# Prediction using Supervised ML

• Predict the percentage of marks of an student based on the number of study hours.
• This is a simple linear regression task as it involves just 2 variables.
• Data can be found at clickhere
• You can use R, Python, SAS Enterprise Miner or any other tool.
• What will be predicted score if a student studies for 9.25 hrs/ day?

# Demo

Prediction using Supervised Machine Learning

In this regression task I tried to predict the percentage of marks that a student is expected to score based upon the number of hours they studied.

This is a simple linear regression task as it involves just two variables.

# Importing the required libraries

``````# Importing the required libraries
from sklearn.model_selection import train_test_split
from sklearn.linear_model import LinearRegression
import matplotlib.pyplot as plt
import pandas as pd
import numpy as np
``````

# Reading the data from source

``````# Reading data from remote link
print("Data import successful")
``````

# Step 2 - Input data Visualization

``````# Plotting the distribution of scores
s_data.plot(x='Hours', y='Scores', style='o')
plt.title('Hours vs Percentage')
plt.xlabel('Hours Studied')
plt.ylabel('Percentage Score')
plt.show()
``````

From the graph we can safely assume a positive linear relation between the number of hours studied and percentage of score.

# Step 3 - Data Preprocessing

This step involved division of data into "attributes" (inputs) and "labels" (outputs).

``````X = s_data.iloc[:, :-1].values
y = s_data.iloc[:, 1].values
``````

# Step 4 - Model Training

Splitting the data into training and testing sets, and training the algorithm.

``````X_train, X_test, y_train, y_test = train_test_split(X, y, test_size=0.2, random_state=0)
regressor = LinearRegression()
regressor.fit(X_train.reshape(-1,1), y_train)

print("Training complete.")
``````

# Step 5 - Plotting the Line of regression

Now since our model is trained now, its the time to visualize the best-fit line of regression.

``````# Plotting the regression line
line = regressor.coef_*X+regressor.intercept_

# Plotting for the test data
plt.scatter(X, y)
plt.plot(X, line,color='red');
plt.show()
``````

# Step 6 - Making Predictions

Now that we have trained our algorithm, it's time to test the model by making some predictions.

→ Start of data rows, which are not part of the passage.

PR #3530, opened 2020-07-09
Recording: Resolve issues which lead to recordings prematurely stopping

xTVaser:
In the old/original code, the emulators internal `g_FrameCount` was mutated and used as a means to track if a recording had reached the end or not.  This relies on `g_FrameCount` starting at `0`, and was set to `0` accordingly.  However, `g_FrameCount` is also stored along with the savestate.  Sometimes a recording's starting save-state would not contain `0` and would begin with a typically very large frame counter, exceeding the total frames in the recording, and the recording would be placed into a "stopped" state.  Example:
problem

The solution to this is simple, and seems to be an overall improvement: _stop mutating the global internal frame counter_.  The recording code now keeps track of the recording's progress with it's own separate counter, only using the `g_FrameCount` (reading) to calculate adjustments to the frame counter if a save-state is loaded mid-recording/replay (this can be used to jump to sections in a long recording / redo a section over and over)

Along with this, some smaller issues were resolved in the process that got impacted by this change:
- GS Window title updating is no longer force-updated when frame advancing.  This was unnecessary and led to flickering (best way to describe it?) in the title string.
- Logic around how frame advancing and pausing works feels a lot more simplified and explicit
- InputRecording.cpp in general was cleaned up and refactored and headers have appropriate docstrings

I've attached a file detailing the test cases I went through, I would share an example of a broken recording that shows off these problems, but it depends on a modified pcsx2 that has 128MB of RAM instead of the default 32MB.

[TEST_CASES.txt](https://github.com/PCSX2/pcsx2/files/4894039/TEST_CASES.txt)

PR #3669, opened 2020-09-04
Resolve issues around playing and creating input recordings under certain scenarios (Extended)

sonicfind:
An extended version of @xTVaser's original PR of the same name.
Original:

> These are the major issues that this PR resolves:
>
>- Forbid playing a recording that starts on a save-state if there is no game currently active
>- Previously, if a recording was attempted to be played, but failed, the menu options would still be modified as if the recording was successfully played
>- Similarly, if the dialog to play a recording was cancelled, the active recording would be cancelled which it shouldn't have been
>- Correctly pause/unpause emulation around theses scenarios (especially resuming emulation in the event of aborting playing/creating a recording)
>
>In order to accomplish some of these (especially the last one), modifications had to happen to InputRecordingFile and I took this opportunity to do a full refactoring pass / documentation. Which makes it the last recording related file that needed to be refactored since the initial spike (other files are refactored in other open PRs)

Additional changes:
- If either the Create or Play dialog boxes are open, emulation will be paused if it isn't already. It will then also resume if the user chooses to cancel either action if it wasn't manually paused beforehand.
- A running recording file will not be unloaded if they cancel out of the file browser after choosing Play in the menu. It will however unload properly and resuming paused emulation if recording tools get disabled.
- Virtual Pads now *truly* only record and replay inputs to and from Slots 1A & 2A instead of every active controller in their respective ports.
- Initially loading a recording file from power-on will now, by default, run with un-paused emulation. This was mainly to ensure that no issues arise from certain settings being paused during a boot - something I personally ran into a lot.
- A few extra simplifications in the code with opening a recording file and Virtual Pad loading.

### DIFF
--- a/pcsx2/Recording/InputRecording.cpp
+++ b/pcsx2/Recording/InputRecording.cpp
@@ -37,7 +37,6 @@ void SaveStateBase::InputRecordingFreeze()
 #ifndef DISABLE_RECORDING
 	if (g_FrameCount > 0 && IsLoading())
 	{
-		// TODO - savestates can be used to jump ahead in the movie, and currently those are flagged as an undo
 		g_InputRecordingData.IncrementUndoCount();
 	}
 #endif
--- a/pcsx2/Recording/InputRecording.cpp
+++ b/pcsx2/Recording/InputRecording.cpp
@@ -50,11 +50,6 @@ InputRecording g_InputRecording;
 void InputRecording::ControllerInterrupt(u8& data, u8& port, u16& bufCount, u8 buf[])
 {
 	// TODO - Multi-Tap Support
-	// Only examine controllers 1 / 2
-	if (port != 0 && port != 1)
-	{
-		return;
-	}
 
 	/*
 		This appears to try to ensure that we are only paying attention
--- a/pcsx2/Recording/InputRecording.cpp
+++ b/pcsx2/Recording/InputRecording.cpp
@@ -161,37 +161,59 @@ void InputRecording::Create(wxString FileName, bool fromSaveState, wxString auth
 }
 
 // GUI Handler - Play a recording
-void InputRecording::Play(wxString FileName, bool fromSaveState)
+void InputRecording::Play(wxString fileName, bool fromSaveState)
 {
 	g_RecordingControls.Pause();
 	Stop();
 
-	if (!InputRecordingData.Open(FileName, false, false))
+	// Open the file and verify if it can be played
+	if (!InputRecordingData.OpenExisting(fileName))
 	{
+		g_RecordingControls.Unpause();
 		return;
 	}
-	if (!InputRecordingData.ReadHeaderAndCheck())
+	// Either load the savestate, or restart the game
+	if (InputRecordingData.FromSaveState())
 	{
-		recordingConLog(L"[REC]: This file is not a correct InputRecording file.\n");
-		InputRecordingData.Close();
-		return;
+		if (!CoreThread.IsOpen())
+		{
+			recordingConLog(L"[REC]: Game is not open, aborting playing input recording which starts on a save-state.\n");
+			g_RecordingControls.Unpause();
+			InputRecordingData.Close();
+			return;
+		}
+		FILE* ssFileCheck = wxFopen(InputRecordingData.GetFilename() + "_SaveState.p2s", "r");
+		if (ssFileCheck == NULL)
+		{
+			recordingConLog(wxString::Format("[REC]: Could not locate savestate file at location - %s_SaveState.p2s\n", InputRecordingData.GetFilename()));
+			g_RecordingControls.Unpause();
+			InputRecordingData.Close();
+			return;
+		}
+		fclose(ssFileCheck);
+		StateCopy_LoadFromFile(InputRecordingData.GetFilename() + "_SaveState.p2s");
 	}
-	// Check author name
+	else
+	{
+		sApp.SysExecute();
+	}
+
+	// Check if the current game matches with the one used to make the original recording
 	if (!g_Conf->CurrentIso.IsEmpty())
 	{
 		if (resolveGameName() != InputRecordingData.GetHeader().gameName)
 		{
-			recordingConLog(L"[REC]: Recording was possibly recorded on a different game.\n");
+			recordingConLog(L"[REC]: Recording was possibly constructed for a different game.\n");
 		}
 	}
 	state = INPUT_RECORDING_MODE_REPLAY;
-	recordingConLog(wxString::Format(L"[REC]: Replaying movie - [%s]\n", FileName));
+	recordingConLog(wxString::Format(L"[REC]: Replaying input recording - [%s]\n", InputRecordingData.GetFilename()));
 	recordingConLog(wxString::Format(L"[REC]: PCSX2 Version Used: %s\n", InputRecordingData.GetHeader().emu));
 	recordingConLog(wxString::Format(L"[REC]: Recording File Version: %d\n", InputRecordingData.GetHeader().version));
 	recordingConLog(wxString::Format(L"[REC]: Associated Game Name or ISO Filename: %s\n", InputRecordingData.GetHeader().gameName));
 	recordingConLog(wxString::Format(L"[REC]: Author: %s\n", InputRecordingData.GetHeader().author));
-	recordingConLog(wxString::Format(L"[REC]: MaxFrame: %d\n", InputRecordingData.GetMaxFrame()));
-	recordingConLog(wxString::Format(L"[REC]: UndoCount: %d\n", InputRecordingData.GetUndoCount()));
+	recordingConLog(wxString::Format(L"[REC]: Total Frames: %d\n", InputRecordingData.GetTotalFrames()));
+	recordingConLog(wxString::Format(L"[REC]: Undo Count: %d\n", InputRecordingData.GetUndoCount()));
 }
 
 wxString InputRecording::resolveGameName()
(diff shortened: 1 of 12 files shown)


xTVaser:
The PR being referenced - https://github.com/PCSX2/pcsx2/pull/3513 since this contains the same commits, it makes sense that this one should be the one reviewed and merged.  I'll keep mine up in the meantime since I can't commit to your branch.  But hopefully this just gets merged soon and mine can be simply closed.

pcsx2/Recording/InputRecording.cpp
```diff
@@ -50,11 +50,6 @@ InputRecording g_InputRecording;
 void InputRecording::ControllerInterrupt(u8& data, u8& port, u16& bufCount, u8 buf[])
 {
 	// TODO - Multi-Tap Support
-	// Only examine controllers 1 / 2
-	if (port != 0 && port != 1)
-	{
-		return;
-	}
```
xTVaser, line 57: I think this check should be maintained until multi-tap support is committed.

pcsx2/Recording/InputRecordingFile.cpp
```diff
@@ -24,119 +24,158 @@
...
+		if (CoreThread.IsOpen())
+		{
+			if (open(path, true))
+			{
+				savestate.fromSavestate = true;
+				if (wxFileExists(path + "_SaveState.p2s"))
+				{
+					wxString backupPath = path + "_SaveState.p2s.bak";
+					while (wxFileExists(backupPath))
+						backupPath += ".bak";
```
xTVaser, line 147: I think this should be an `if` instead of a `while`

pcsx2/Recording/PadData.cpp
```diff
@@ -76,10 +76,6 @@ void PadData::SetNormalButtons(int port, std::vector<int> buttons)
 
 void PadData::SetNormalButton(int port, PadData_NormalButton button, int fpushed)
 {
-	if (port < 0 || 1 < port)
-	{
-		return;
-	}
```
xTVaser, line 82: Once again, this looks like content that should be left alone until multi-tap support is added.  Though I'm not too concerns about this file since I basically completely remove it with the virtualpad overhaul.  So feel free to ignore this one!

pcsx2/Recording/RecordingInputManager.cpp
```diff
@@ -32,10 +32,6 @@ RecordingInputManager::RecordingInputManager()
 
 void RecordingInputManager::ControllerInterrupt(u8 & data, u8 & port, u16 & BufCount, u8 buf[])
 {
-	if (port >= 2)
-	{
-		return;
-	}
```
xTVaser, line 38: leave alone until multi-tap?

pcsx2/gui/MainMenuClicks.cpp
```diff
@@ -893,18 +908,12 @@ void MainEmuFrame::Menu_Recording_Stop_Click(wxCommandEvent &event)
...
-		vp = wxGetApp().GetVirtualPadPtr(1);
-	}
-	if (vp != NULL)
+	switch (event.GetId() - MenuId_Recording_VirtualPad_Port0)
 	{
-		vp->Show();
+	case 0:
+		wxGetApp().GetVirtualPadPtr(0)->Show(); break;
+	case 1:
+		wxGetApp().GetVirtualPadPtr(1)->Show(); break;
```
xTVaser, line 916: just pass the result from `event.GetId() - MenuId_Recording_VirtualPad_Port0` into `GetVirtualPadPtr`.  Handling out of range values can be done in that function if needed.

xTVaser (commented):
I'll start testing now, most of my comments are just around some changes being done early.  I think the multi-tap prep work can wait for the multi-tap PR.

pcsx2/Recording/RecordingControls.cpp
```diff
@@ -110,13 +110,11 @@ void RecordingControls::TogglePause()
...
-	fFrameAdvance = true;
 }
 
 void RecordingControls::Unpause()
 {
 	fStop = false;
 	fStart = true;
-	fFrameAdvance = true;
 }
 #endif
```
xTVaser, line 120: why these changes exactly?

xTVaser:
Tested the following cases:
- [x] Forbid playing a recording that starts on a save-state if there is no game currently active
- [x] Previously, if a recording was attempted to be played, but failed, the menu options would still be modified as if the recording was successfully played
- [x] Similarly, if the dialog to play a recording was cancelled, the active recording would be cancelled which it shouldn't have been
- [x] Correctly pause/unpause emulation around theses scenarios (especially resuming emulation in the event of aborting playing/creating a recording)
- [x] If either the Create or Play dialog boxes are open, emulation will be paused if it isn't already. It will then also resume if the user chooses to cancel either action if it wasn't manually paused beforehand.
- [x] A running recording file will not be unloaded if they cancel out of the file browser after choosing Play in the menu. It will however unload properly and resuming paused emulation if recording tools get disabled.
- [x] Initially loading a recording file from power-on will now, by default, run with un-paused emulation. This was mainly to ensure that no issues arise from certain settings being paused during a boot - something I personally ran into a lot.

I'm not too concerned about the VirtualPad changes given the overhaul PR that exists, but thanks for catching the issues around it.

Overall this looks good to me, no regressions on my fixes that I could find, and no major new issues.

pcsx2/Recording/RecordingInputManager.cpp
sonicfind: The problem here is that sio.port will only ever be 0 or 1. It's when sio.slot[sio.port] is used that the values can be greater, but nothing was actually pulling that. Everything that is called in sio.cpp only ever used sio.port as the parameter, so having these here made no difference.
Addtitionally, I added a slot check in sio.cpp that makes sure to only call those functions only if it's writing controllers 1A & 2A. (https://github.com/PCSX2/pcsx2/pull/3669/commits/7ed21d4c5ae1a696b6c40f38636e43a406964bdd)

pcsx2/Recording/InputRecordingFile.cpp
sonicfind: The problem with using an if here is that if there is already a backup in place, the existing savestate would then not get backed up due to how wxCopyFile works. By using a while, it ensures that no matter what, a backup of the existing savestate is saved by adding an extra ".bak" tag.
If the behavior was instead that the existing backup was overridden, then I would be using "if," but that's sadly not the case.

pcsx2/gui/MainMenuClicks.cpp
sonicfind: Ooooo, was thinking this one over and that's actually not a bad idea. Could go well with multitap too with some bitwise work.

pcsx2/Recording/RecordingControls.cpp
sonicfind: That was something from one of your commits. (https://github.com/PCSX2/pcsx2/pull/3669/commits/85560a4bf144ccd5bb1e75c9b3bcb2817a56f4af)

pcsx2/Recording/InputRecordingFile.cpp
sonicfind: Oooooo and there's a boolean parameter I can use for overwrite. Poggers. Turning that to an if.

pcsx2/Recording/RecordingControls.cpp
xTVaser: 🤦 thank god i described that commit.

pcsx2/Recording/RecordingInputManager.cpp
xTVaser: Right, I saw that near the end of the review.  All of these checks are redundant given that top-level check, good cleanup!  Though I think in the future we'll want to shift that check back into the input recording's code, just for no reason other than reducing the recording footprint in core's code.  But a later concern as it will soon change with your multitap PR

pcsx2/Recording/InputRecordingFile.cpp
xTVaser: ah i hadn't considered that, but nice to know there's an even better workaround.  good find

xTVaser:
Latest changes to address feedback look to me.  Just a cleanup around `wxCopyFile` and replacing a switch statement, pretty confident looking at the code that it won't impact any of the functionality already tested.
👍

xTVaser (approved):

xTVaser (approved):
Issues Red discovered that may/may-not be solved in #3530 but are unrelated to this PR:
- Oddities around the title bar
- Recording stopped when playing it back
- 0 frame recordings may lead to problems
- Shutting down when recording
- Pausing the GS window leads to recording issues?  Needs more investigating
- Rebooting leads to weird behaviour, should likely stop recording as well

New issues Red found that can be resolved separately:
- Force the user to browse when creating a recording.  In the future we may add a folder like the `snaps` folder.

Issues Red found that sonic resolved that pertain to the goal of this PR:
- [x] Don't start a new recording if emulation is not running

New Issue I found:
- If recording is paused prior to disabling recording tools.  The game will remain paused, and since we unbind the recording keybindings.  You can't unpause emulation (well you can, pause/unpause the PCSX2 menu option).
  - On this topic, the PCSX2 menu option for pausing/resuming should probably match whatever playing/pausing with the recording tools does.

Previous issues re-tested, still looks good to me - https://github.com/PCSX2/pcsx2/pull/3669#issuecomment-687690770

@RedDevilus fyi, in case I missed something in my lists above.  Will use this list going forward.

In my opinion this is ready for merging, it solves a lot of problems and doesn't introduce any regressions.  Just the code is finally be exhaustively tested, can't fix them all in one PR :)

RedDevilus (approved):
Due to fixes in other PRs and the many variables, it's best that we simplify the process by merging and then fix as we go. Luckily Input Recording should not mess with users not using this function. I'll do some more re-testing and see what else comes up.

For this we will use our test-set data

``````# Testing data
print(X_test)
# Model Prediction
y_pred = regressor.predict(X_test)
``````

# Step 7 - Comparing Actual result to the Predicted Model result

``````# Comparing Actual vs Predicted
df = pd.DataFrame({'Actual': y_test, 'Predicted': y_pred})
df
``````
``````#Estimating training and test score
print("Training Score:",regressor.score(X_train,y_train))
print("Test Score:",regressor.score(X_test,y_test))
``````

# Plotting the Bar graph to depict the difference between the actual and predicted value

``````# Plotting the Bar graph to depict the difference between the actual and predicted value

df.plot(kind='bar',figsize=(5,5))
plt.grid(which='major', linewidth='0.5', color='red')
plt.grid(which='minor', linewidth='0.5', color='blue')
plt.show(
``````

# Testing the model with our own data

``````# Testing the model with our own data
hours = 9.25
test = np.array([hours])
test = test.reshape(-1, 1)
own_pred = regressor.predict(test)
print("No of Hours = {}".format(hours))
print("Predicted Score = {}".format(own_pred))
``````

# Step 8 - Evaluating the model

The final step is to evaluate the performance of algorithm. This step is particularly important to compare how well different algorithms perform on a particular dataset. Here different errors have been calculated to compare the model performance and predict the accuracy.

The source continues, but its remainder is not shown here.